Девушки-ремонтницы с треском раскусывали яблоки, плутовато подмигивали, затягивая промазученными кушаками свои тонкие талии.
— Куда, хлопцы? Мабуть, на Каховку? Вербованные?
Что им ответить, недогадливым? Василий указал на свою изуродованную кепку — жест абсолютно непонятный для простодушных представительниц прекрасного пола.
— Ишь, не отвечает, чокнутый! Небось аванс отхватил?.. Пока! Дывись, шоб тебя жареный петух за мякоть не клюнул!
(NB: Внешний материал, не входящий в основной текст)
PR #649, opened 2019-07-25
[1711] Edit the outcome of a course

davidgisbey:
### Context
Providers can't currently edit the outcome of a course
Goes with https://github.com/DFE-Digital/manage-courses-frontend/pull/483

- Adds the ability to edit the outcome of a course
- Adds validations to make sure it is updated to a valid qualification

### Checklist

- [x] Attach to Trello card
- [x] Rebased master
- [x] Cleaned commit history


fofr:
[Basic Details - Edit Outcomes (MCBE)](https://trello.com/c/DpJqEOdV/1711-basic-details-edit-outcomes-mcbe)

app/controllers/api/v2/courses_controller.rb
```diff
@@ -167,7 +167,8 @@ def course_params
           .permit(
             :english,
             :maths,
-            :science
+            :science,
+            :qualification
```
defong: whats the diff between `qualification` vs `qualifications`

fofr: A subtle one. I mentioned it a bit more in the frontend PR:

> Removes the only frontend dependency on `course.qualifications` (`['qts', 'pgce']`), favouring `course.qualification` (`pgce_with_qts`).

Qualifications is an array.
Qualification is a string that combines the array.

Frontend will set the string, and use the string, and doesn't need the array – we store as array in case we need to do different things for QTS/PGCE in the future.

PR #652, opened 2019-07-25
[1734] Add completions for MCB

faissalMT:
### Context
For the convenience of users, especially those new to MCB, we should provide a way for commands to be completed.  

Add tab autocomplete for main commands.  

### Guidance to review  
Currently stderr spills into the terminal during tests, I'm not sure how to disable it in `with_stubbed_stdout`. This also only performs completions for main commands as Readline is not context-aware.  

### Checklist

- [x] Attach to Trello card
- [X] Rebased master
- [X] Cleaned commit history


faissalMT:
[Add command completion to mcb repl](https://trello.com/c/asf8rjaD/1734-add-command-completion-to-mcb-repl)

PR #656, opened 2019-07-26
[1843] mcb specs fails intermittently due to pseudo-random test-data

NyWeb:
### Context
MCB spec randomly fails as string checks where a bit wobbly. We're using Faker for generating strings (programming languages). D & C gives false positives, and there are only so many languages.

This got me and @timabell many times when we were trying to push forward the Delete Courses Backend work, and left us rerunning TravisCI over and over, delaying the eventual merge. 

Gave explicit names to courses to give fewer false positives, making us

### Guidance to review
I could've created more randomness in the factory too, but that seemed like the wrong way.

### Checklist

- [x] Attach to Trello card
- [x] Rebased master
- [x] Cleaned commit history

### DIFF
--- a/spec/lib/mcb/commands/courses/list_spec.rb
+++ b/spec/lib/mcb/commands/courses/list_spec.rb
@@ -11,75 +11,76 @@ describe 'mcb providers list' do
     let(:provider2) { create(:provider, recruitment_cycle: current_cycle) }
     let(:provider3) { create(:provider, recruitment_cycle: additional_cycle) }
 
-    let(:course1) { create(:course, provider: provider1) }
-    let(:course2) { create(:course, provider: provider2) }
-    let(:course3) { create(:course, provider: provider3) }
+    # Explicitly setting the course names, Course Factory isn't random enough
+    let(:course_present) { create(:course, provider: provider1, name: 'English') }
+    let(:course_present2) { create(:course, provider: provider2, name: 'Maths') }
+    let(:course_not_present) { create(:course, provider: provider3, name: 'Swedish') }
 
     it 'lists all courses for the default recruitment cycle' do
-      course1
-      course2
-      course3
+      course_present
+      course_present2
+      course_not_present
 
       command_output = list.execute[:stdout]
 
-      expect(command_output).to include(course1.course_code)
-      expect(command_output).to include(course1.name)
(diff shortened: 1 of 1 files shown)


NyWeb:
[[S] Travis randomly fails on mcb courses list spec](https://trello.com/c/Q2kyykcw/1843-s-travis-randomly-fails-on-mcb-courses-list-spec)

defong:
ummm what exactly is the problem?
Why does hard coding the name solve its?

defong:
Faker::Lorem.characters(10) for the length if that is the issue

NyWeb:
Thanks for looking @defong!

The factory for courses uses `name { Faker::ProgrammingLanguage.name }` - i.e. programming language names. C occurs, as does D, which gives plenty of false positives. There's also only so many, so courses may end up with the same names.

We could have a more random string generator from faker too, but that *could* give false positive matches too. Here it's more explicit what we're testing.

spec/lib/mcb/commands/courses/list_spec.rb
```diff
@@ -11,75 +11,71 @@
...
+      course_present
+      course_not_present
 
       command_output = list.execute[:stdout]
 
-      expect(command_output).to include(course1.course_code)
-      expect(command_output).to include(course1.name)
-
-      expect(command_output).to include(course2.course_code)
-      expect(command_output).to include(course2.name)
```
misaka: I think the reason this was here originally is to prove that the list contains _all_ the courses, by default (as per the name of the test). Was there a specific reason you removed it?

NyWeb: Adding it back! Mistook it to look like it tested the same thing twice.

defong:
Oh right, gotcha, can we leave a comment there as well in case we stumble on it and changed it etc.

And maybe use a more real life examples.

ie actual course name

A course can be called `English` a provider has multiple Course called `English`

The comb for uniqueness is Provider code and course code.

ie

xxx, yyyy, English
xxx, zzzz, English

yyy, yyyy, English
yyy, zzzz, English

NyWeb:
Thanks guys! I'll incorporate your comment @defong

NyWeb:
Tidied up commits, that's why the fp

Мимо бежали мокрые поля, телеграфные столбы с натянутыми проводами, унизанными мелкой перелетной птицей.
Вагоны старые, классные, без кипятильников и зеркальных стекол. И за то спасибо — могли в телячьи затолкать.
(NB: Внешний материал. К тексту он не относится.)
PR #658, opened 2019-07-26
[1844] Add new age ranges to course

dankmitchell:
### Context
Better age range for courses

Add new age range course for V2 so that we don't impact V1(UCAS)

### Guidance to review
I see us handling this in the same way we do for course length, have several hardcoded radion buttons on the frontend and just send a string value to the backend. An ENUM would have been nicer but the "other" makes this difficult.

🚢 

### Checklist
- [x] Attach to Trello card
- [x] Rebased master
- [x] Cleaned commit history

### DIFF
--- a/spec/requests/api/v2/providers/courses_spec.rb
+++ b/spec/requests/api/v2/providers/courses_spec.rb
@@ -23,7 +23,8 @@ describe 'Courses API v2', type: :request do
            enrichments: [enrichment],
            maths: :must_have_qualification_at_application_time,
            english: :must_have_qualification_at_application_time,
-           science: :must_have_qualification_at_application_time)
+           science: :must_have_qualification_at_application_time,
+           age_range_in_years: '3 to 7')
   }
 
   let(:courses_site_status) {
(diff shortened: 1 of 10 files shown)


dankmitchell:
[Add age range field to basic details (MCBE)](https://trello.com/c/C5nRx1qg/1844-add-age-range-field-to-basic-details-mcbe)

spec/requests/api/v2/providers/courses_spec.rb
```diff
@@ -23,7 +23,8 @@
            enrichments: [enrichment],
            maths: :must_have_qualification_at_application_time,
            english: :must_have_qualification_at_application_time,
-           science: :must_have_qualification_at_application_time)
+           science: :must_have_qualification_at_application_time,
+           age_range_in_years: '3 to 7')
```
defong: should it be an enum instead of string?

dankmitchell: Did you read the above? 👀

defong: opps :face_with_head_bandage:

Ребята друг другу пока чужие. Ни одного земляка, все дальние. Флот разослал капитан-лейтенантов собирать этих ребят по военкоматам от Кавказского хребта и Терека до устья Волги и Черных земель. Сейчас ребята приглядываются, знакомятся, будто ненароком. Одни крайне непринужденные, им на весь мир наплевать, другие — степенные и сосредоточенные, третьи — услужливые не в меру, словоохотливые, по всякому пустяку могут затеять дискуссию на целый перегон.
Рядом с Василием по-хозяйски устроился Костя Одновалов. Выбрит, опрятен. Сапоги на нем с голенищами, прихваченными у подколенного сгиба ремешками с медными пряжками. Под темно-синей сатиновой рубахой угадываются сильные грудные мышцы. Руки крепкие, с широким запястьем и тяжеловесной кистью. Взгляд спокойный и доверчивый. Ему наверняка все ясно впереди. Движения размеренные, разговор неторопливый, сон крепкий.
Знакомство состоялось вскоре после Ростова.
— Откуда ты?
— С Каспия, — ответил Одновалов Василию, — из рыболовецкого колхоза. Рыбак.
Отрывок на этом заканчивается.